Dieser Mangel an Disziplin hat vor allem Saudi-Arabien erzürnt, das als größter Produzent den Löwenanteil der Drosselung trägt. Die unerwartet hohe Fördererhöhung ist daher als Strafe für die unbotmäßigen Mitglieder zu verstehen. Die Saudis sollen mit weiteren Produktionssteigerungen gedroht haben, falls andere Mitglieder weiter ihre Quoten überziehen.
Entlastung an den Zapfsäulen
Was schlecht für die Ölstaaten ist, ist gut für die Konsumenten, nicht zuletzt die Autofahrer. Auch die Spritpreise gehen seit Monaten tendenziell zurück, und auch der jüngste Ölpreiseinbruch dürfte sich noch positiv an den Zapfsäulen bemerkbar machen.

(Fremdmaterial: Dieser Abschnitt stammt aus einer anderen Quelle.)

PR #18163, opened 2021-02-16
added packages/ocamlscript/ocamlscript.3.0.0

UnixJunkie:
doesn't depend anymore on camlp4


kit-ty-kate:

UnixJunkie:
ok, I'll update the opam file accordingly, thanks for the fixes.

PR #18164, opened 2021-02-16
dot-merlin-reader 4.0, merlin 4.1

trefis:
Our opam files should be in order now.
Also, we're including some extra bugfixes.

(I'll also be doing a bugfix release of our 3.4 branch shorty, as a separate PR)


trefis:
Ah, still not quite right, dot-merlin-reader's opam file is incorrect. :facepalm: 
I'll fix that now.

kit-ty-kate:
Looks perfect now. Thanks a lot!! :tada:

trefis:
Thank *you*!

PR #18166, opened 2021-02-16
OCaml 4.12.0, first release candidate

Octachron:
This should be the last prerelease version of OCaml 4.12.0.

The only small change is a small runtime posix compatibility fix for Solaris and OmniOs.


kit-ty-kate:
Thanks a lot! :tada:

PR #18171, opened 2021-02-17
Package bnfgen.3.0.0

dmbaturin:
### `bnfgen.3.0.0`
Random text generator that takes context-free grammars from BNF files
BNFGen generates random texts based on user-defined context-free grammars
specified in a BNF-like syntax. There are descriptive syntax error messages
and tracing options.

You can specify "weight" for rules with alternation to influence their probabilities.
For example, in `<foo> ::= 10 <foo> "foo" | "foo";` the first (recursive) option will be
taken ten times more often.

You can also specify deterministic repetition ranges, like `<foo>{4}` (exactly four of `<foo>`)
or `<foo>{1,5}` (from one to five of `<foo>`).

This package includes both a library and a CLI tool based on it.

---
* Homepage: https://baturin.org/tools/bnfgen
* Source repo: git+https://github.com/dmbaturin/bnfgen
* Bug tracker: https://github.com/dmbaturin/bnfgen/issues

---

### DIFF
--- a/packages/bnfgen/bnfgen.3.0.0/opam
+++ b/packages/bnfgen/bnfgen.3.0.0/opam
@@ -1,0 +1,38 @@
+opam-version: "2.0"
+synopsis:
+  "Random text generator that takes context-free grammars from BNF files"
+description: """\
+BNFGen generates random texts based on user-defined context-free grammars
+specified in a BNF-like syntax. There are descriptive syntax error messages
+and tracing options.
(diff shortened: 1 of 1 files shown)


kit-ty-kate:
Thanks! Could you return the fixes in the opam file upstream?

dmbaturin:
Done. Thanks for the suggestions!

PR #17360, opened 2020-10-06
[new release] ppxlib (0.18.0)

NathanReb:
Standard library for ppx rewriters

- Project page: <a href="https://github.com/ocaml-ppx/ppxlib">https://github.com/ocaml-ppx/ppxlib</a>
- Documentation: <a href="https://ocaml-ppx.github.io/ppxlib/">https://ocaml-ppx.github.io/ppxlib/</a>

##### CHANGES:

- Bump ppxlib's AST to 4.11 (ocaml-ppx/ppxlib#180, @NathanReb)

PR #18172, opened 2021-02-17
ppx_protocol_conv: Works with ppxlib > 0.18.0

copy:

Allerdings sind weiter sinkende Preise keineswegs ausgemacht. Sollten sich die beiden größten Ölverbraucher USA und China in ihrem Zollstreit einigen, würde das die Perspektiven für die Ölnachfrage erheblich stärken. Auch Trumps angedrohte Sanktionen im Streit mit dem Iran, Venezuela und möglicherweise Russland könnte das Angebot wieder beschränken.